This is the second suit over the controversial half-cent sales
tax
San Jose – The president of the local chapter of the NAACP has sued the opponents of the county’s proposed half-cent sales tax, claiming that a ballot argument against Measure A is misleading and exaggerates the effects of the tax.
The suit, filed Thursday by Rick Callender, asserts that there are several factually incorrect statements in the argument authored by Mountain View City Councilman Greg Perry, including:
– That the tax would give Santa Clara County the highest tax rate in the state.
– That the Silicon Valley Leadership Group is the financial backer of Measure A.
– That SVLG is pushing a bill, SB 552, that would exempt its corporate members from the new tax.
– That the tax would last for more than 30 years.
Callender could not be reached for comment, but State Senator Elaine Alquist, who sponsored SB 552, agreed that the opposition ballot argument is misleading.
Alquist, who represents Gilroy, said the bill is “dead,” and in any event, would have had little impact on Measure A.
“This statement is misleading and factually incorrect for several reasons,” she said.
Measure A would raise the Santa Clara County sales tax to 8.75 percent, equaling Alameda and other counties as the highest in the state. It would add about $160 million a year to county coffers.
Perry calculated that the tax would cost the typical family several thousand dollars over 30 years. He said he stands by the ballot argument.
“I researched those numbers very thoroughly,” Perry said. “They may have different numbers in their rebuttal, but that’s not a reason the opposition should not have a chance to make its case. The most interesting thing is that they claim the SVLG isn’t a financial backer. That’s almost unbelievable.”
Some opponents of the tax have also criticized the measure as an end-run around voters to raise money to build a BART extension to San Jose.
Measure A doesn’t mention BART but does promise money for housing, healthcare, social services and transportation.

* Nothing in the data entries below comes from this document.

PR #1612, opened 2021-03-03
feat: added gRPC into Node.js

kyranet:
---

closes #1763
closes #1761


Tylertron1998 (changes requested):
please write tests, I didn't spend hours writing tests for the services for this to not be tested also

kyranet:
> please write tests, I didn't spend hours writing tests for the services for this to not be tested also

There, cross-language e2e implemented in 5dd11ec.

tests/lib/Grpc.test.ts
```diff
@@ -0,0 +1,30 @@
+import { Store } from '@sapphire/pieces';
+
+const { grpc } = Store.injectedContext;
+
+describe('Grpc', () => {
```
Tylertron1998: I feel like it's probably a smart idea to wipe the db before every run again, as we do in Skyra.Grpc tests - otherwise tests depend on a fresh database, which might not be the case for some development environments

tests/lib/Grpc.test.ts
```diff
@@ -0,0 +1,30 @@
...
+	test('waitForReady succeeds', async () => {
+		await expect(grpc.waitForReady()).resolves.toBe(undefined);
+	});
+
+	test('Member#addPoints', async () => {
```
Tylertron1998: GIVEN/WHEN/THEN please

Tylertron1998 (changes requested):

tests/lib/Grpc.test.ts
kyranet: Not possible, you didn't add something to nuke the entire DB, and all DB stuff will be removed from the Node.js code as soon as Skyra.Grpc covers all the necessary methods.

Not that we should have such a dangerous command, tho.

tests/lib/Grpc.test.ts
```diff
@@ -0,0 +1,30 @@
...
+		const result = await grpc.members.addPoints({ id: '1', amount: 200 });
+		expect(result.success).toBe(true);
+		expect(result.amount).toBe(250);
+		expect(result.errorMessage).toBe('');
+	});
+
+	test('Member#getPoints', async () => {
+		const result = await grpc.members.getPoints({ id: '1' });
+		expect(result.success).toBe(true);
+		expect(result.amount).toBe(250);
```
Tylertron1998: you're relying on the earlier tests' result (adding 250 points to the member with id of '1') here, which is not good at all - you can't rely on other tests results for these tests.

Tylertron1998 (changes requested):

tests/lib/Grpc.test.ts
kyranet: You didn't add setPoints nor resetPoints.

scripts/grpc.mjs
```diff
@@ -0,0 +1,105 @@
...
+	console.log(gray(`└─ ${directory}${sep}${green(last)}`));
+}
+
+async function prepareGeneratedDirectory() {
+	await mkdir(generatedDirectory, { recursive: true });
+}
+
+function isWindows() {
+	return process.platform === 'win32';
+}
```
vladfrangu: No reason for this to be a function

vladfrangu (changes requested):

tests/lib/Grpc.test.ts
```diff
@@ -0,0 +1,90 @@
...
+				await grpc.members.addPoints({ guildId: '1', userId: '1', amount: 100 });
+				const result = await grpc.members.getPoints({ guildId: '1', userId: '1' });
+				expect(result.status).toBe(Status.SUCCESS);
+				expect(result.experience).toBe(100);
+			});
+		});
+
+		describe('Reset Points', () => {
+			test('GIVEN a non-existing entry THEN returns 0', async () => {
+				const resetResult = await grpc.members.resetPoints({ guildId: '1', userId: '1' });
```
Tylertron1998: is it possible to use constants here for the id's (like we do in .NET tests?)

Tylertron1998 (changes requested):
please add a test for a call that returns `Status.FAILED` (you can achieve this by doing a member query where the guild id is longer then 19 chars)

Tylertron1998 (dismissed):
🥚cellent

vladfrangu (dismissed):
Looks..good to merge I SUPPOSE

src/.env.development
```diff
@@ -14,6 +14,8 @@ API_ORIGIN='http://localhost.org:3000'
 API_PREFIX='/'
 API_PORT=1234
 
+GRPC_ADDRESS='localhost:5000'
```
favna:
```suggestion
GRPC_ADDRESS='localhost:8291'
```

Should match upcoming PR for running Grpc in Docker (which will be development default, overwrite it in `.env.development.local` if you run it from command line)

src/.env
```diff
@@ -14,6 +14,8 @@ API_ORIGIN='http://localhost.org:3000'
 API_PREFIX='/'
 API_PORT=1234
 
+GRPC_ADDRESS='localhost:5000'
```
favna:
```suggestion
GRPC_ADDRESS='localhost:8291'
```

favna (changes requested):

.github/workflows/continuous-integration.yml
```diff
@@ -79,6 +79,19 @@ jobs:
...
+        env:
+          POSTGRES_PASSWORD: postgres
+          POSTGRES_DB: skyra-nodejs-test
+        options: >-
+          --health-cmd pg_isready
+          --health-interval 10s
+          --health-timeout 5s
+          --health-retries 5
+        ports:
+          - 5432:5432
```
favna: Needs to have Grpc added, so this PR depends on the `feat/docker-dotnet` branch.

.github/workflows/continuous-integration.yml
```diff
@@ -97,6 +110,19 @@ jobs:
...
+        run: |
+          dotnet new tool-manifest
+          dotnet tool install dotnet-ef
+          dotnet tool run dotnet-ef database update --project services/Skyra.Database
+          dotnet run --project services/Skyra.Grpc &
+          while ! nc -z localhost 5000; do
+            sleep 0.1 # wait for 1/10 of the second before check again
+          done
+        env:
+          POSTGRES_DB: skyra-nodejs-test
```
favna: To be removed when Grpc service is added

package.json
```diff
@@ -30,8 +31,9 @@
 		"test": "jest",
 		"test:watch": "jest --watch",
 		"update": "yarn upgrade-interactive --latest",
-		"build": "tsc -b src",
+		"build": "yarn scripts:grpc && tsc -b src",
```
favna:
```suggestion
		"prebuild": "yarn scripts:grpc",
		"build": "tsc -b src",
```

package.json
```diff
@@ -114,21 +118,24 @@
...
 		"@types/jest": "^26.0.22",
 		"@types/node": "^14.14.37",
-		"@types/node-fetch": "^2.5.9",
+		"@types/node-fetch": "^2.5.10",
 		"@types/pg": "^7.14.11",
 		"@types/ws": "^7.4.1",
-		"@typescript-eslint/eslint-plugin": "^4.20.0",
-		"@typescript-eslint/parser": "^4.20.0",
+		"@typescript-eslint/eslint-plugin": "^4.21.0",
+		"@typescript-eslint/parser": "^4.21.0",
```
favna: Revert lest this is going to cause conflicts down the road, i.e. if not merged before sunday and depfu comes around.

package.json
```diff
@@ -139,7 +146,7 @@
 		"pretty-quick": "^3.1.0",
 		"ts-jest": "^26.5.4",
 		"ts-node": "^9.1.1",
-		"typescript": "4.2.3"
+		"typescript": "4.2.4"
```
favna: Revert lest this is going to cause conflicts down the road, i.e. if not merged before sunday and depfu comes around.

package.json
```diff
@@ -114,21 +118,24 @@
...
 		"@types/diff": "^5.0.0",
+		"@types/google-protobuf": "^3.7.4",
 		"@types/he": "^1.1.1",
 		"@types/i18next-fs-backend": "^1.0.0",
-		"@types/ioredis": "^4.22.2",
+		"@types/ioredis": "^4.22.3",
 		"@types/jest": "^26.0.22",
 		"@types/node": "^14.14.37",
-		"@types/node-fetch": "^2.5.9",
+		"@types/node-fetch": "^2.5.10",
```
favna: Revert lest this is going to cause conflicts down the road, i.e. if not merged before sunday and depfu comes around.

package.json
```diff
@@ -114,21 +118,24 @@
 		"@skyra/saelem": "^3.0.2",
 		"@types/backoff": "^2.5.1",
 		"@types/diff": "^5.0.0",
+		"@types/google-protobuf": "^3.7.4",
 		"@types/he": "^1.1.1",
 		"@types/i18next-fs-backend": "^1.0.0",
-		"@types/ioredis": "^4.22.2",
+		"@types/ioredis": "^4.22.3",
```
favna, line 80: Revert lest this is going to cause conflicts down the road, i.e. if not merged before sunday and depfu comes around.

package.json
```diff
@@ -92,8 +95,9 @@
 		"discord.js": "^12.5.3",
 		"dotenv-cra": "^2.0.2",
 		"gifencoder": "^2.0.1",
+		"google-protobuf": "^3.16.0-rc.1",
 		"he": "^1.2.0",
-		"ioredis": "^4.25.0",
+		"ioredis": "^4.26.0",
```
favna: Revert lest this is going to cause conflicts down the road, i.e. if not merged before sunday and depfu comes around.

scripts/grpc.mjs
```diff
@@ -0,0 +1,106 @@
+import { execFile } from 'child_process';
+import { gray, green, red } from 'colorette';
+import { mkdir, readdir, rm, writeFile } from 'fs/promises';
+import { dirname, join, sep } from 'path';
+import { fileURLToPath } from 'url';
+import { promisify } from 'util';
+
+const __filename = fileURLToPath(import.meta.url);
+const __dirname = dirname(__filename);
```
favna, line 9: Remove and replace with `new URL` stuff to get all the directories and write all the files.

src/.env.test
```diff
@@ -1 +1,3 @@
+PGSQL_DATABASE_NAME='skyra-nodejs-test'
```
favna: And what happens, like in 99% of the cases when running tests locally, where this DB doesn't exist and the tests are run? If tests break in such a case like I suspect then find a better solution for this.

In fact, "Node -> Grpc" is an integration test, but you're hijacking the unit tests package with the tests now. "Node -> Grpc" tests should be its own complete package with its own `jest.config`, and its own `package.json`, the whole shebang.

tests/lib/Grpc.test.ts
```diff
@@ -0,0 +1,101 @@
+import { ResponseError, Status } from '#lib/grpc';
```
favna: See other comment as to why this file should not be here

favna (changes requested):

scripts/grpc.mjs
kyranet: This script depends on `execFile`, which does not support `URL`s:

image

favna (dismissed):

favna (dismissed):

PR #1630, opened 2021-03-07
fix(dice): default to 1 instead of sides

Stitch07:


src/commands/Fun/dice.ts
```diff
@@ -41,15 +41,15 @@ export class UserCommand extends SkyraCommand {
 		let modifier = 0;
 		if (typeof pattern === 'number') {
 			if (!isNumber(pattern) || pattern <= 0) this.error(LanguageKeys.Serializers.InvalidInt, { name: 'dice' });
-			amount = pattern;
+			amount = 1;
 			dice = 6;
```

When county supervisors placed the measure on the ballot, the Santa Clara Valley Transportation Authority decided not to go forward with its own sales tax measure for BART, which would have required approval from two-thirds of voters. The county measure, because it doesn’t promise any specific projects, will pass with a simple majority. The VTA, meanwhile, continues to plan its financial future with the assumption that it will receive new sales tax revenue.
County supervisors have denied that there is any arrangement to funnel money to the VTA if the tax passes, but a ballot argument in the measure’s favor mentions BART as a possible benefit of a new tax.
And the argument written by Perry, who is also a VTA director, describes Measure A as the result of backroom deal involving county politicians and the SVLG, which has led several campaigns to fund BART and transportation projects through sales taxes, including the 2000 Measure A, a half-cent tax to build BART and other transit improvements.
Callender’s suit is the second in three days over the controversial measure.
Earlier this week, anti-tax advocates sued the county to have Measure A removed from the June ballot. The suit argues that the measure should be contested in November. California law requires general tax measures to be on general election ballots, typically in November. There are several ways that the June primary election could be considered a general election.
Thursday, Santa Clara County attorneys filed a motion to dismiss the suit, arguing that the plaintiffs, led by Doug McNae of the Silicon Valley Taxpayers’ Association, did not file the suit within the 10-day window to challenge the measure.
Also Thursday, arguments were heard in the legal battle between county assessor Larry Stone, and his opponent, supervisor Pete McHugh.
Stone sued McHugh this week alleging that the supervisor’s ballot statement contains factual errors and breaks California law by criticizing Stone’s job performance.
“A ballot statement is supposed to be about your education and qualifications,” Stone said. “It’s not supposed to be a hit piece.”
A ruling in that case could come today.